In the figure, the HAGB (48°) side in the blue region bends from the low-density dislocation region toward the high-density dislocation region. Meanwhile, the sub-grain boundaries formed by dislocation accumulation and entanglement cut off the local bending part of the deformed grains. With the further accumulation of dislocations around the sub-grain boundaries, the sub-grain boundaries are gradually transformed into high-angle grain boundaries, and finally the new grains are separated from the original grains. This process is repeated with continuous high-temperature deformation, resulting in a gradual reduction in the deformation area [39]. As the deformation temperature gradually increases, the DRX mode gradually changes from CDRX to DDRX.

4. Conclusions

The constitutive equation of GH3230 was established according to the Arrhenius hyperbolic sine form. Under the conditions of a deformation temperature of 1020~1110 °C and strain rate of 1~0.001 s⁻¹, the constitutive relation can be expressed as follows: $\dot{\epsilon }=exp\left(36.123\right){\left[sinh\left(0.00587\sigma \right)\right]}^{4.7946}exp\left[-451.507/\left(RT\right)\right]$. The average activation energy of deformation at different deformation temperatures and different strain rates is 451.507 kJ/mol, and dynamic recrystallization occurs during deformation.

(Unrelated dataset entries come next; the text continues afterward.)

PR #3530, opened 2026-07-23
Use UTF-8 when reading Bedrock test fixtures

Ghraven:
## Summary
- Read Bedrock JSON/JSONL fixture files with `encoding="utf-8"` instead of the platform default encoding.
- Keep the opt-in Bedrock live env-file reader deterministic across developer machines.

## Problem
These test fixtures and optional live-test env files are text inputs with repo-controlled formats, but `Path.read_text()` defaults to the host locale. On Windows or other non-UTF-8 locales, that can make the Bedrock tests less portable than they need to be.

## Before / After
Before: Bedrock fixture loading depended on the platform default text encoding.

After: the fixture and env-file readers explicitly decode as UTF-8.

## Verification
- `python -m py_compile tests/lib/test_bedrock_auth_conformance.py tests/lib/bedrock_live.py`
- `uv run --with pytest --with pytest-asyncio --with pytest-xdist --with jsonschema --with respx --with botocore python -m pytest -q tests/lib/test_bedrock_auth_conformance.py` (`20 passed`)

### DIFF
--- a/tests/lib/bedrock_live.py
+++ b/tests/lib/bedrock_live.py
@@ -43,7 +43,7 @@ def _load_env_file() -> None:
             raise RuntimeError(f"BEDROCK_LIVE_ENV_FILE does not exist: {path}")
         return
 
-    for line_number, raw_line in enumerate(path.read_text().splitlines(), start=1):
+    for line_number, raw_line in enumerate(path.read_text(encoding="utf-8").splitlines(), start=1):
         line = raw_line.strip()
         if not line or line.startswith("#"):
             continue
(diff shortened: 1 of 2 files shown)


ting-hong-shieh (approved):
Reviewed base `e67afa88`, head `ba3c6562`, and clean synthetic merge `63c91cde` with current main `d9029e3a`.

Using the same UTF-8 env file (`# café` plus an ASCII assignment) in a real `LC_ALL=C`, UTF-8-mode-disabled subprocess:

```text
base:               {"exception": "UnicodeDecodeError", "status": "error"}
head:               {"status": "ok", "value": "ok"}
current-main merge: {"status": "ok", "value": "ok"}
```

The 20 Bedrock auth conformance tests pass on both the exact head and current-main merge. Ruff lint/format, `py_compile`, and `git diff --check` also pass for the two touched files. No AWS or OpenAI API call, credentials, or external runtime service was used. I did not find a blocking issue.

PR #3532, opened 2026-07-23
fix: normalize API error codes to strings

### LINKED ISSUE #3531: `APIStatusError.code` is typed `Optional[str]` but can be an `int` at runtime

### Describe the bug

```python
```

### To Reproduce

```python
from typing import Optional

```

### Code snippets

```Python
import openai

try:
```

### OS

macOS / Linux

### Python version

Python 3.14.6

### Library version

openai v2.46.0

Sanjays2402:

## Changes being requested

Normalize non-null API error codes to strings so runtime behavior matches the public `str | None` annotation. A regression test covers numeric error payloads.

## Additional context & links

Closes #3531

### DIFF
--- a/src/openai/_exceptions.py
+++ b/src/openai/_exceptions.py
@@ -71,7 +71,8 @@ class APIError(OpenAIError):
         self.body = body
 
         if is_dict(body):
-            self.code = cast(Any, construct_type(type_=Optional[str], value=body.get("code")))
+            code = body.get("code")
+            self.code = str(code) if code is not None else None
             self.param = cast(Any, construct_type(type_=Optional[str], value=body.get("param")))
             self.type = cast(Any, construct_type(type_=str, value=body.get("type")))
         else:
--- a/tests/test_client.py
+++ b/tests/test_client.py
@@ -125,6 +125,12 @@ def _get_open_connections(client: OpenAI | AsyncOpenAI) -> int:
 
 
 class TestOpenAI:
+    def test_api_error_code_is_string(self) -> None:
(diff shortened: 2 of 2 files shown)


amirhosseinghanipour:
Fix looks correct. Good addition of test covering the exact repro from #3531. LGTM.

jbeckwith-oai (approved):
Clean at `00e6dafb7c1ff654a2917890f987069dcd82014e`. Normalizing a non-null wire value at the `APIError` construction boundary makes runtime behavior match the public `str | None` contract without adding downstream branching or indirection, and the regression exercises the reported numeric-code case. I found no correctness or maintainability blockers.

Validation: the focused regression passed; changed-file Ruff lint and format checks passed; targeted Pyright passed; full mypy passed; and `git diff --check` passed.

marcuswood-oai (approved):

marcuswood-oai:
Thanks for the fix! This is now merged in [233d9557](https://github.com/openai/openai-python/commit/233d9557be3e7ee186b5ac3f1ab634a257134ac1). The loose deserializer could leave `.code` as an integer despite its `str | None` annotation; the exception now converts non-null codes to strings and preserves the original `.body`.

After merging main, we added sync and async tests for numeric, zero, string, empty, null, and missing codes, including raw-body preservation. The client suite passed with Pydantic 1 and 2 (212 passed, 2 skipped each), along with Ruff, mypy, Pyright, and the custom-code budget check. The security review found no actionable issues. This resolves #3531; the fix is on main and awaits a release.

PR #3533, opened 2026-07-23
fix: parse_response crashes on null output from Codex backend stream

### LINKED ISSUE #3313: parse_response crashes on null output from Codex backend stream

thiagobarbosa:
Fix #3313

Fix a crash in `parse_response` when a `Response` from the Codex backend stream has a `null` (`None`) `output` field instead of a list.

Before this fix, any consumer receiving a `Response` with a `null` `output` (observed from the Codex backend stream) would hit a `TypeError: 'NoneType' object is not iterable` inside `parse_response`. The fix treats a missing/`None` output the same as an empty list, matching how other optional list fields are typically handled in this SDK.

- `src/openai/lib/_parsing/_responses.py`: iterate over `response.output or []` instead of `response.output`, so a `None` output no longer raises a `TypeError` and is treated as an empty output list. This file lives under `src/openai/lib/`, which per `CONTRIBUTING.md` is excluded from code generation, so it's safe to edit by hand.
- `tests/lib/responses/test_responses.py`: add `test_parse_response_handles_null_output`, which constructs a `Response` with `output=None` and asserts `parse_response(...)` returns `parsed.output == []` instead of raising.

### DIFF
--- a/src/openai/lib/_parsing/_responses.py
+++ b/src/openai/lib/_parsing/_responses.py
@@ -58,7 +58,7 @@ def parse_response(
 ) -> ParsedResponse[TextFormatT]:
     output_list: List[ParsedResponseOutputItem[TextFormatT]] = []
 
-    for output in response.output:
+    for output in response.output or []:
         if output.type == "message":
             content_list: List[ParsedContent[TextFormatT]] = []
             for item in output.content:
--- a/src/openai/lib/streaming/responses/_responses.py
+++ b/src/openai/lib/streaming/responses/_responses.py
@@ -17,7 +17,7 @@ from ...._types import Omit, omit
 from ...._utils import is_given, consume_sync_iterator, consume_async_iterator
 from ...._models import build, construct_type_unchecked
 from ...._streaming import Stream, AsyncStream
-from ....types.responses import ParsedResponse, ResponseStreamEvent as RawResponseStreamEvent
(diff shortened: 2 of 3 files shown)


marcuswood-oai:

PR #3536, opened 2026-07-23
fix: coerce APIStatusError.code to str to match Optional[str] annotation

### LINKED ISSUE #3531: `APIStatusError.code` is typed `Optional[str]` but can be an `int` at runtime

Varshith-Kali:
## Summary

Fixes #3531 — `APIStatusError.code` is annotated `Optional[str]` but `construct_type(type_=Optional[str], value=...)` passes through non-str values unchanged (`int`, `bool`, etc.), and the `cast(Any, ...)` silences the type checker. Downstream code that trusts the annotation and calls `exc.code.strip()` crashes with `AttributeError`.

## Fix

Replace the `construct_type` + `cast` pattern with an explicit `str()` coercion guarded by a `None` check:

- Non-`None` code values (int, bool, float, etc.) → `str(value)`
- `None` → `None` (unchanged)
- String codes pass through `str()` as identity (unchanged)

## Testing

Verified all six coercion cases pass:

- `{"code": 404}` → `"404"`
- `{"code": "rate_limit"}` → `"rate_limit"`
- `{"message": "nope"}` → `None`
- `{"code": true}` → `"True"`
- `{"code": null}` → `None`
- Not a dict body → `None`

### DIFF
--- a/src/openai/_exceptions.py
+++ b/src/openai/_exceptions.py
@@ -1,4 +1,4 @@
-# File generated from our OpenAPI spec by Stainless. See CONTRIBUTING.md for details.
+﻿# File generated from our OpenAPI spec by Stainless. See CONTRIBUTING.md for details.
 
 from __future__ import annotations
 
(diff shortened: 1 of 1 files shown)


amirhosseinghanipour:
Same fix as the one in #3532. Two notes:

1. Line 1 has an unintended change. Worth reverting that. It's noise unrelated to the fix and will likely trip up diffing/linting.
2. No test was added for this. #3532 includes one. Consider deferring to that PR since it covers the same fix with a regression test.

Varshith-Kali:
Thanks @amirhosseinghanipour for the review. You're right — #3532 already covers this with a proper regression test, and this PR has an unintended line-1 diff. Closing in favor of #3532.

PR #1734, opened 2021-08-07
docs: instantiate consumers before passing to communicators

MattBroach:
When testing, Channels 3+ (or, more correctly, asgiref 3+) requires consumers to be instantiated (either by calling `as_asgi()` or simply be initializing the class, e.g. `MyConsumer()`) before be passed into communicators.  The testing section in the docs mostly didn't reflect this change in the code examples, so this PR updates all the consumers in the testing examples to call `as_asgi()` before being passed into the communicators.


carltongibson (approved):
Yes, good. Thank you!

A power dissipation diagram and hot processing diagram of the GH3230 alloy under different deformation parameters were established. The peak value of η is 0.34. Under 1020~1050 °C and 1 s⁻¹, the deformed alloy is prone to flow instability defects. The suitable hot processing range of GH3230 is 1020~1110 °C, and the strain rate is 0.1~0.001 s⁻¹.

With an increase in deformation conditions, the average grain size of the GH3230 alloy grows from 16.86 to 35.06 μm. The deformation temperature and strain rate have an enormous impact on the dynamic recrystallization of the GH3230 alloy. With an increase in deformation temperature, the degree of recrystallization of the alloy increases. With a decrease in strain rate, the degree of recrystallization of the alloy increases, and the maximum recrystallization volume fraction can reach 75.2%. During the dynamic recrystallization process, a large number of twins are produced, and the change trend in the ∑3 grain boundary is similar to that in the recrystallization volume fraction.

The recrystallization mechanism of the GH3230 alloy under different process parameters includes CDRX and DDRX. The continuous dynamic recrystallization process is dominated by the rotation of sub-grains accompanied by the transformation of LAGBs to HAGBs, and DDRX is dominated by the nucleation of grain boundary bowing. With an increase in deformation temperature and a decrease in strain rate, the recrystallization mechanism changes from continuous dynamic recrystallization to discontinuous dynamic recrystallization.